3 Cats mice control duty, 1 bird I think she is about 20years old already 2 dozen fish. a small speed bump of a dog Rat terrier and about 3 other mixed in she is a brave soul. Then Sir Pretzel Stix a Australian Blue healer 1 year old 53 pound tough dog. He is part of security. At one he is like having a 4 year child old running a round.


----------



## MountainMan (Apr 4, 2012)

RaigenB said:


> Do you have pets that you're also prepping with? I have a 5 and a half month old chocolate lab named Cabela. I am gonna be ordering her a dog saddle bag, so she can carry stuff too. It stinks that all of the really nice ones, that are bigger, are SO much more expensive..
> 
> What do you do for your pets and what kinds of pets do you have? Are they trained to do anything special? I plan to teach Cabela to find/follow blood trains, mainly for hunting.


Nice thread youngster. Those bigger saddle bags ARE REALLY expensive. Maybe you should try our plan out. We're going to Walmart (God help us) to get some messenger bags (small purses). My wife is going to cut and sew the belts together and make a strap so we can harness it to the dog.

Remember, if you stop relying on others for your supplies now you won't have to when SHTF.


----------



## MountainMan (Apr 4, 2012)

We have the dog and our prepping roomy is getting another one. An Australian Cattle Dog. We also have a cat who will be riding in my 6 year old girl's pack.


----------



## survival (Sep 26, 2011)

Here are mine. I know its silly, but what can I say, I'm a prepper!


----------



## RaigenB (Nov 30, 2012)

shotlady said:


> i have a cat named mittens shes mean. like beats me up gives me stiches and tetnus shots, scars and bites the children mean if they dont pet her right enough fast enough and with out warning beats them up and goes right back to purring.
> i have a soft bug out bag for her to come along prepacked with food and little watering bowl.
> 
> this is her making my older son's dirty pants her bitch. she doesnt like the boys to not put thier things in the hamper. she steals things, jewelry, small things,unpacks guests' over night bags, open the doors to the guest room, gets into medicine cabinet and destroys the qtips.
> if she ends up being too dangerous, im gonna have to loose or eat her. but first ill do what i can to protect her mean ass.
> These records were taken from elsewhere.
PR #1701, opened 2022-04-25
deps: don't pull in env_logger if we aren't actually a binary

Noah-Kennedy:


bluejekyll (approved):
This looks fine. We also have this in progress pr in progress: #1667

bluejekyll:
thanks for the pr!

Lol!! Crazy cat! she's pretty though 


Smitty901 said:


> 3 Cats mice control duty, 1 bird I think she is about 20years old already 2 dozen fish. a small speed bump of a dog Rat terrier and about 3 other mixed in she is a brave soul. Then Sir Pretzel Stix a Australian Blue healer 1 year old 53 pound tough dog. He is part of security. At one he is like having a 4 year child old running a round.
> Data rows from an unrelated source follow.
PR #1704, opened 2022-04-26
Support loading pkcs#1 private key as well

lisongmin:
I want to use the key pair generated by step-ca, and failed because it is saving as pkcs1 format like that:

```
-----BEGIN EC PRIVATE KEY-----
...
-----END EC PRIVATE KEY-----
```

pkcs8 is the future, but now there are many private keys saving as pkcs1 format. 
It's better to support them.

### DIFF
--- a/crates/proto/src/rustls/tls_server.rs
+++ b/crates/proto/src/rustls/tls_server.rs
@@ -11,9 +11,8 @@ use std::fs::File;
 use std::io::{BufReader, Read};
 use std::path::Path;
 
-use log::warn;
 use rustls::{self, Certificate, PrivateKey, ServerConfig};
-use rustls_pemfile::{certs, pkcs8_private_keys};
+use rustls_pemfile::{certs, read_one, Item};
 
 use crate::error::{ProtoError, ProtoResult};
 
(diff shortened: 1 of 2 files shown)


crates/proto/src/rustls/tls_server.rs
```diff
@@ -35,29 +34,18 @@ pub fn read_cert(cert_path: &Path) -> ProtoResult<Vec<Certificate>> {
...
-            "ignoring other than the first key in file: {}",
-            path.display()
-        ),
+    loop {
+        match read_one(&mut file)? {
+            None => return Err(format!("no keys available in: {}", path.display()).into()),
+            Some(Item::ECKey(key)) => return Ok(PrivateKey(key)),
+            Some(Item::RSAKey(key)) => return Ok(PrivateKey(key)),
+            Some(Item::PKCS8Key(key)) => return Ok(PrivateKey(key)),
+            Some(_) => continue,
```
djc, line 46: Maybe we should log a warning or return an error in this case?

crates/proto/src/rustls/tls_server.rs
```diff
@@ -35,29 +34,18 @@ pub fn read_cert(cert_path: &Path) -> ProtoResult<Vec<Certificate>> {
...
-    match keys.len() {
-        0 => return Err(format!("no keys available in: {}", path.display()).into()),
-        1 => (),
-        _ => warn!(
-            "ignoring other than the first key in file: {}",
-            path.display()
-        ),
+    loop {
+        match read_one(&mut file)? {
+            None => return Err(format!("no keys available in: {}", path.display()).into()),
```
djc, line 42: I think this would be easier to follow if you had the good cases first, and the error cases last.

djc (commented):
LGTM, thanks! Some suggestions below.

crates/proto/src/rustls/tls_server.rs
lisongmin: The case of this branch could be a pem file containing a certificate and a key, like mongo's `-tlsCertificateKeyFile` option.

When we extract the certificate from such a file, the key is ignored, so it is okay to keep the same behavior for extracting the key?

Keeping silent is fine if we want to support this format.

djc (approved):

Haha LOVE his name! Sounds like you'll have lots of animals for protection! 


MountainMan said:


> Nice thread youngster. Those bigger saddle bags ARE REALLY expensive. Maybe you should try our plan out. We're going to Walmart (God help us) to get some messenger bags (small purses). My wife is going to cut and sew the belts together and make a strap so we can harness it to the dog.
> 
> Remember, if you stop relying on others for your supplies now you won't have to when SHTF.





MountainMan said:


> We have the dog and our prepping roomy is getting another one. An Australian Cattle Dog. We also have a cat who will be riding in my 6 year old girl's pack.


Thanks! And that's a great idea! I may have to go check them out tomorrow!


survival said:


> Here are mine. I know its silly, but what can I say, I'm a prepper!


Haha!! They know what to do!


----------



## RaigenB (Nov 30, 2012)

Here's a pic of her at around 4 and a half weeks. Practicing pulling a sled! Never know when I may need her to


----------



## survival (Sep 26, 2011)

*Ah, come on, why you so hard on Mittens? I see nothing but good from her!*


----------



## RaigenB (Nov 30, 2012)

LOL!!!!!! Too funny!!!!!!! "Commando Cat"


----------



## RaigenB (Nov 30, 2012)

I'm actually looking up sleds and harnesses for dogs. I have a harness for her but it isn't for pulling a sled so it doesn't have some clips and loops that would be needed.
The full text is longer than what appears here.